Глиняное блюдо с остатками плова отражало глазированными листьями и цветами тусклый свет лампы. Командиры подносили к губам цветные пиалы с чаем, брали из вазочки колотый сахар, неторопливо, громкими глотками, запивали жирный плов. Басаев чувствовал, как тают под языком острые кристаллики сахара. Выслушивал доклады, походившие на военные повествования, не задавая главный, волновавший их всех вопрос. Продолжать ли удерживать город, сражаясь за каждый дом, истребляя в уличных боях силы русских, не давая соединиться двум половинам их рыхлой медлительной группировки, одна из которых увязла в Грозном, а другая медленно, неповоротливо ползла на юг, в горы. Или, сберегая отряды, уйти из Грозного, пересечь равнину в тылах у русских частей, пробиться в горы и там, соединившись с товарищами, дать главное сражение. Разбить врага среди тесных ущелий, заснеженных перевалов, горных селений, укрепленных как неприступные крепости. Он не торопился задать командирам этот главный вопрос, который безмолвно витал над их головами, собрал их за поминальной трапезой вокруг глиняного цветастого блюда.

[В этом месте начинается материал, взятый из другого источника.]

PR #1866, opened 2015-08-03
Scripts/SQL: NIN T1/T2 nuke merits + Innin/Yonin adjustment

Hozu:
Innin/Yonin: Changed the tic duration from 10 to 15 - Innin and Yonin bonuses don't fully decay. They go from 30 to 10.
Added a subpower of 20 to each, which is reduced by 1 every second tic. This is because the enmity+/- effect is to start at 20 instead of 30, and they decay to 10 by the end.

Nukes: Added bonusMab param to doNinjutsuNuke and doNuke so they can pass on the a mag atk bonus to addBonus.
Added T1 mag atk bonus and resist down duration bonus to all 18 Ninjutsu nukes.
Added Innin mag atk bonus from behind (uses power of Innin effect).
Added "enhances Ninjutsu damage" mod for Koga Hatsuburi (+1) - it's mag atk bonus for Ninjutsu nukes. Removed the incorrect implementation of it from magic.lua.
Added T2 mag atk bonus and mag acc bonus to the 6 San nukes. This required an update to merits.sql (changed power from 1 to 5).


Hozu:
Fixed conflicts.

teschnei:
still has conflicts

Hozu:
Oh I see why, the absorb mod on liberator was accepted first. One moment.

Hozu:
Re-fixed conflicts by changing the mod number in modifer.h, status.lua, and in the entries in item_mods.sql.

Hozu:
srsly travis, it compiled just fine for me.

Moved the NIN_NUKE_BONUS mod in modifier.h to be with the Ninja mods since I did that with the TRICK_ATK_AGI mod.

scripts/globals/effects/innin.lua
```diff
@@ -33,9 +36,9 @@ end;
 -----------------------------------
 
 function onEffectLose(target,effect)
-	--remove the remaining power
-	target:delMod(MOD_ACC,1*effect:getPower());
-	target:delMod(MOD_EVA,-1*effect:getPower());
-	target:delMod(MOD_ENMITY,-1*effect:getPower());
-	target:delMod(MOD_CRITHITRATE,effect:getPower());
+    --remove the remaining power
+    target:delMod(MOD_ACC,1*effect:getPower());
```
xdemolish: this too (and any others which are dumb)

Hozu:
Whoops, missed that one. Also took care of yet another new conflict (blocked by whitespace changes...).

PR #1881, opened 2015-08-06
Bcnm level sync exploit fix

Scavenge:


teschnei:
battlefield.cpp:234

do the check in there instead

xdemolish:
reopen when requested changes have been made

PR #1885, opened 2015-08-06
Scripts/SQL: Gargouille TP moves

Hozu:
Added all five TP moves. Note that since they don't have form changing scripted (I don't know the conditions for that), Dark Mist and Dark Orb will end up not being used by them under normal circumstances.

Changed the family in mob_skill.sql from 117 to 118 because that's what all of the Gargouille in mob_pools.sql are set to, and nothing appears to be set to family 117.

### DIFF
--- a/scripts/globals/mobskills/Bloody_claw.lua
+++ b/scripts/globals/mobskills/Bloody_claw.lua
@@ -1,0 +1,36 @@
+---------------------------------------------
+--  Terror Eye
+--  Family: Gargouille
+--  Description: Steals an enemy's HP. Additional effect: Reduces a random stat.
+--  Type: Physical
+--  Utsusemi/Blink absorb: Ignores shadows 
+--  Range: Melee
+--  Notes: Despite the attack ignoring Utsusemi, it is physical, and therefore capable of missing entirely. 
+---------------------------------------------
+require("scripts/globals/settings");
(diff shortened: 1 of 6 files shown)


teschnei:
aren't they only used while flying?

Hozu:
Dark Orb and Dark Mist are the two flying only moves. Triumphant Roar and Terror Eye are the standing moves. Bloody Claw has no restriction.

teschnei:
yeah - so why can't you implement them?

Hozu:
I suppose I could, they just won't be used.

After some further testing, I noticed that forcing Dark Orb and Dark Mist when it's standing, it will go into the air to use it. The other three moves will have it land to use them if it's flying. Hm...

Hozu:
Ok I scripted Dark Mist and Dark Orb. After some testing, only Bloody Claw looks like it should be used in either phase - when it uses Terror Eye in flying phase, it kind of just appears as standing, uses the move, then goes back into the air quickly (vice versa for Dark Mist). On the other hand, Bloody Claw has it move to stand for the attack, then take off, with both landing/taking off happening smoothly (ie. looks natural and intended).

Because of that, only Bloody Claw is in either phase, Dark Mist/Orb is flying only, Triumphant Roar/Terror Eye is standing only.

PR #1893, opened 2015-08-07
SCRIPTS: fixing spells with capital letters in the filename for linux

dacrybabysuck:
Yawn and several etudes were committed with capital letters.  This was causing linux builds to not be able to find them when using them in game.


TeoTwawki:
Wouldn't it be great if people stuck to existing conventions so you didn't have to do fixes like these? Even better, wouldn't it be great if DSP had a ***single*** convention for all file names instead of most of them **Mixed_Case** and some of them **lower_case** so people would be less likely to make these mistakes? I think they should match what the client displays.

dacrybabysuck:
Agreed.  It's interesting that the mobskills are capped, but everything else appears to be lower case.

TeoTwawki:
And a good portion of the mob skills were cased wrong in the DB when added, so when the missing scripts get added you'll have the same issue as these spells on Linux if the person adding them doesn't notice it :frowning:

xdemolish:
apparently i've been waiting to confirm merge for the past 9 minutes
http://prntscr.com/821vt0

– Сегодня русские на моем направлении потеряли полсотни убитыми. Мы оставили микрорайон, заминировали их трупы и отошли. Они подтянули к передовой огнеметные танки «буратино». После выстрела дом превращается в кипяток, а потом в аккуратную кучку мусора. Сгребаешь в совочек веничком и выносишь!
Это сказал с усталым смешком Руслан, чьи пышные усы и расчесанная борода были разделены гребнем на тонкие золотистые струйки, а широкий лоб скрывала траурная черная перевязь с бегущей арабской строкой. Басаев слушал знакомый рокот его голоса, в котором едва слышно дребезжала трещинка усталости. Всматривался в темные подглазья, в нездоровые припухлости щек, в растресканные больные губы. Вспомнил его лицо, потное, яркое, с белоснежной улыбкой, когда в кузове грузовика мчались по горящему Сухуми, молотили из пулеметов по окнам домов, по резным решеткам и клумбам. И под пальмой, привалившись к волосатому стволу, словно отдыхая, сидел убитый грузин.

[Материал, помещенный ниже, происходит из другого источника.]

PR #1902, opened 2015-08-09
Core/SQL: Jailer weapon additional swings

Hozu:
Added an extra swing in AddAttackSwing, with it checking if a Virtue Stone is equipped and if the weapon has the modifier for it. This swing stacks with Double/Triple/Quad Attack traits, and decrements Virtue Stones for the swing. Faith Baghnakhs can swing two times per attack round (one per hand), consuming two Virtue Stones.

Jump does not proc the extra swing as per http://www.bluegartr.com/threads/94701-Random-Question-Thread-XI-You-re-Wrong?p=3879961&highlight=jailer#post3879961

Also corrected the model for Justice Sword. http://i.imgur.com/613VXpw.png

### DIFF
--- a/scripts/globals/status.lua
+++ b/scripts/globals/status.lua
@@ -1230,6 +1230,7 @@ MOD_SHARPSHOT       = 0x13A -- Sharpshot accuracy bonus (modId = 314)
 MOD_ENH_DRAIN_ASPIR = 0x13B -- % damage boost to Drain and Aspir(modId = 315)
 MOD_TRICK_ATK_AGI   = 0x208 -- % AGI boost to Trick Attack (if gear mod, needs to be equipped on hit) (modId = 520)
 MOD_NIN_NUKE_BONUS  = 0x20A -- magic attack bonus for NIN nukes (modId = 522)
+MOD_AMMO_SWING      = 0x20B -- Extra swing rate w/ ammo (ie. Jailer weapons). Use gearsets, and does nothing for non-players. (modId = 523)
 
 -- Mythic Weapon Mods
 MOD_AUGMENTS_ABSORB    = 0x209  -- Direct Absorb spell increase while Liberator is equipped (percentage based) (modId = 521)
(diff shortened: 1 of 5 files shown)


scripts/globals/status.lua
```diff
@@ -1230,6 +1230,7 @@ MOD_SHARPSHOT       = 0x13A -- Sharpshot accuracy bonus (modId = 314)
 MOD_ENH_DRAIN_ASPIR = 0x13B -- % damage boost to Drain and Aspir(modId = 315)
 MOD_TRICK_ATK_AGI   = 0x208 -- % AGI boost to Trick Attack (if gear mod, needs to be equipped on hit) (modId = 520)
```
TeoTwawki: 0x208 already in use bud

TeoTwawki:
Teo derp comment deleted! Nothing to see here!

src/map/attackround.cpp
```diff
@@ -193,54 +194,80 @@ void CAttackRound::CreateAttacks(CItemWeapon* PWeapon, PHYSICAL_ATTACK_DIRECTION
...
+    if (m_attacker->objtype == TYPE_PC)
+    {
+        // Check for ammo
+        CCharEntity* PChar = (CCharEntity*)m_attacker;
+        CItemArmor* PAmmo = PChar->getEquip(SLOT_AMMO);
+        uint8 slot = PChar->equip[SLOT_AMMO];
+        uint8 loc = PChar->equipLoc[SLOT_AMMO];
+        if (slot != 0) // slot is 0 if nothing is equipped in the ammo slot. Checking the ID of the item in the ammo slot without this check crashes if nothing is in the ammo slot.
+        {
+            if (PAmmo->getID() == 18244 && dsprand::GetRandomNumber(100) < m_attacker->getMod(MOD_VIRTUE_SWING))
```
xdemolish: dont ever hardcode item ids, use a mod

Hozu:
I'm going to look into getting this to work via gearsets, makes more sense that way. Easier to handle the Virtue Stone.

Hozu:
Ok done via gearsets. Actually this is much more neat because now I don't need nearly as many checks in the core. Also when digging though BG I found that the swing rate for all of the weapons is most like 50% instead of 45%.

PR #1915, opened 2015-08-12
Partially cleanup some Dynamis nonsense.

TeoTwawki:
Only thing I really corrected was Dynamis Lord's instant self depop and the timing on Ying and Yang repopping each other. Its 30 seconds, not 21. I killed the timer on Dynamis Lord because it : 

**A)** wasn't actually working as you can't setLocalVar on a mob that is not even up yet resulting on comparing os.time() with zero meaning always depop Dynamis Lord every tick of onMobFight... 

and **B)** I couldn't even find any source for it (only time I ever saw a Dyna lord fight, it was over well before this timer would have been up). I almost corrected his spawn requirements but decided I just don't care about *non* Neo Dynamis.

I didn't correct his spawn conditions but I commented in [Dynamis_Lord.lua](https://github.com/DarkstarProject/darkstar/commit/7a78eaa4f6598aa8e99f40e4fc40f2785f9c6d3f#diff-6f1961dac1835fbfc64de0a537dba6cdR5) if anyone else wants to. I just can't bring myself to care enough to do all that for *non* Neo Dynamis.

If someone else wants to re-implement the timer and or correct the spawn conditions, have at it!

### DIFF
--- a/scripts/zones/Dynamis-Xarcabard/mobs/Dynamis_Lord.lua
+++ b/scripts/zones/Dynamis-Xarcabard/mobs/Dynamis_Lord.lua
@@ -1,33 +1,40 @@
 -----------------------------------
 -- Area: Dynamis Xarcabard
--- NPC:  Dynamis_Lord
+--  NM:  Dynamis_Lord
+-- 
+-- In OLD Dynamis, he is spawned by killing 15 Kindred NMs..
+-- ..NOT by killing Ying and Yang.
+--
+-- In Neo Dynamis, he is spawned by trading
+-- a Shrouded Bijou to the ??? in front of Castle Zvahl. 
+--
+-- Suggested method for old school Dyna: mask bits
+-- Duke Berith        bit 0
+-- Marquis Decarabia  bit 1
+-- Count Zaebos       bit 2
+-- Duke Gomory        bit 3
+-- Marquis Andras     bit 4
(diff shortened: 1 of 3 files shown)


TeoTwawki:
Oh I totally forgot to mention: Ying and Yang are supposed to each give Dynamis Lord an Immunity, one physical one magical. I didn't correct that either!

teschnei:
but that's the easy part

TeoTwawki:
Yeah easy enough that I'd even be willing to set aside my old dyna hate for it. It totally slipped my mind and I hit push. I'd go tack it onto this right now but I have some other stuff I really should get done. Maybe later in the week if nobody else cares to.

gedads:
waiting for either KJlotus or whasf to tell me to add neo dynamis instead of old one. files (i mean db mobs)are ready but i think it will give nothing with actual system (a lot of PH popping mobs).

TeoTwawki:
@gedads I was going to checkout the branch and see what else needed done yet to make it ready-to-use and get it done, but have been busy with other things so never got around to it. My RL is being a pain lately :(

gedads:
neo dynamis branch is outdated , db is 1 year old at least now. i updated it locally 1 month ago but i need to check it again since i messed groups with august update. (replaced neo dynamis groups by escha ruaun groups)

PR #1923, opened 2015-08-14
SQL: Corrected the mobskillIDs that should be checked for some spells.

Hozu:
Jettatura and Corrosive Ooze check the wrong mobskillID when it comes to learning spells. The latter one is due to my fixing of the swapped moves.

### DIFF
--- a/sql/blue_spell_list.sql
+++ b/sql/blue_spell_list.sql
@@ -70,7 +70,7 @@ INSERT INTO `blue_spell_list` VALUES ('570','138','2','0','1','0','0'); -- Blood
 INSERT INTO `blue_spell_list` VALUES ('572','154','1','6','1','0','0'); -- Sound Blast
 INSERT INTO `blue_spell_list` VALUES ('573','1445','3','4','1','0','0'); -- Feather Tickle
 INSERT INTO `blue_spell_list` VALUES ('574','146','2','19','1','0','0'); -- Feather Barrier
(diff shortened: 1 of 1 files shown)


TeoTwawki:
@Hozu challenge: figure out how the F to untangle Barbed Crescent and Self-Destruct!

Hozu:
I thought nobody knows the Self-Destruct formula? Without that I'm not touching it with a 10 foot pole.

I was unaware that Barbed Crescent is a BLU spell. Huh.

TeoTwawki:
Well when people try to learn Barbed Crescent, they obtain Self-Destruct instead. Because both have the same ID in mobskills table but the packet Fomors use for their skills is a little different because they are actually WS'ing.

TeoTwawki:
So you prolly can't fix that atm, I was making a small (and lame) joke.

Hozu:
Oh well that's interesting. Didn't know that. And of course the one spell from a Fomor just happens to share the mobskillID of another BLU spell.

xdemolish:
if canMerge then
    GetEntityByName('Hozu'):leaveComment();
ens

Hozu:
Yeah this is good to go. The self-destruct/barbed crescent issue is something that has to be handled some other way, I'm afraid.

TeoTwawki:
@xdemolish sorry i confused you by bringing that up, I was only messin with Hozu a bit.

xdemolish:
ya you better be, i had to hold off clicking a green button because of you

– На моем направлении все нормально, Шамиль, – добавил Руслан, словно услышал в себе эту тонкую дребезжащую трещинку. – Боеприпасов хватает. Завтра проведем контратаку.

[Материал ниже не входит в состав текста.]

PR #1924, opened 2015-08-14
Updated San d'Oria Mission 1-3 BCNM

kamajii7:
Updated Spawn points for mobs in the BCNM. Also updated enmity for those mobs so they will aggro players when attacked.

### DIFF
--- a/scripts/zones/Ghelsba_Outpost/mobs/Fodderchief_Vokdek.lua
+++ b/scripts/zones/Ghelsba_Outpost/mobs/Fodderchief_Vokdek.lua
@@ -12,6 +12,16 @@ function onMobSpawn(mob)
 end;
 
 -----------------------------------
+-- onMobEngaged
+-----------------------------------
+
+function onMobEngaged(mob,target)
+	--GetMobByID(17350662):updateEnmity(target); -- Fodderchief_Vokdek
+	GetMobByID(17350663):updateEnmity(target); -- Sureshot_Snatgat
+	GetMobByID(17350664):updateEnmity(target); -- Strongarm_Zodvad
+end;
+
+-----------------------------------
 -- onMobDeath Action
 -----------------------------------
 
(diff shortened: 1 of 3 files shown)


teschnei:
They shouldn't need script changes: BCNM mobs should superlink by default

kamajii7:
They did not in my tests. The mobs just stood there even if I was already attacking one.

TeoTwawki:
In my checking these 3 guys do not link, but they agro (behave like regular orcs). If you are high enough level the other orcs just stare at you, like they are hoping you'll forget to kill them next.

Maybe something just wasn't flagged right in their db info or this being Ghelsba Uutpost which is also a regular zone had something to do with it?

xdemolish:
there's a mobmod for superlink so you should prolly use that instead
https://github.com/DarkstarProject/darkstar/blob/master/src/map/mob_modifier.h#L58

xdemolish:
ignore what i said earlier you email readers

Hozu:
"Maybe something just wasn't flagged right in their db info or this being Ghelsba Uutpost which is also a regular zone had something to do with it?"

I'm inclined to believe this is the case because the CoP 8-3 fight does not have the pots linking.

kamajii7:
From my understand all BCNM's should have True Sight and True Hearing and should aggro regardless of level. Does anyone recall if that is true? I have not check the BCNM code yet I can do that next.

Hozu:
In the core, actual BCNMs have superlink, though there are a couple of fights that have specific exceptions (Diabolos (Prime) and Promy Vazhl). The fights that aren't actual BCNMs appear to lack this, which is why the 8-3 pots don't link.

TeoTwawki:
Maybe we should just have a BCNM specific behavior field and the default zero value be "everything superlink" so those can be "actual" BCNM as well then.

xdemolish:
no, no touching bcnms unless full rewrite cause i hate them

xdemolish:
as in: no touching core side of it

TeoTwawki:
@xdemolish I know you were trying to keep the existing scripts unchanged when you took a stab at it..and if I do it I'm prolly changing the effin scripts bits partly too. That chunk in core that basically does a setPos() after a static magic number check made me /headshake /sigh

xdemolish:
i dont even know what we're doing with this so closing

– Сегодня наши саперы взорвали фугас, разломили танк надвое. Сапер Аслан, ты знаешь его, Шамиль, брат Мусы Ратаева, получил пулю в голову и успел замкнуть контакт. Как такое быть может? После смерти руки сами контакт замкнули! – с изумлением и внутренним восторгом говорил Хожамат, в каракулевой тяжелой папахе, поддерживая пиалу волосатыми пальцами, на которых, как лиловый бычий глаз, круглился перстень в серебряной оправе. Эти восторженные интонации были проявлением тайного безумия, которое Басаев знал по себе и которое развивалось подспудно после многих бессонных ночей под непрерывным обстрелом. Фронт, что держал Хожамат, продавливался русскими с помощью тяжелых гаубиц и авиационных налетов, после которых на месте многоэтажных домов оставались оплавленные воронки и бетон становился похож на стекло. Белки говорившего были желтые, как горчица. Гепатит состарил и иссушил его красивое лицо, которое запомнилось Басаеву после рейда в Кизляр, когда отряд Радуева прорвал окружение русских, вернулся на базу, и Хожамат, после омовения в бане, в чистой рубахе, с золотой цепью на смуглой шее, выпил стакан водки, вытянул утомленные ноги в пестрых толстых носках, беззвучно и счастливо смеялся, закатив голубые белки. – У меня пока тоже нормально, Шамиль. Не хватает медикаментов. Много моих людей простудилось. Воюют больными.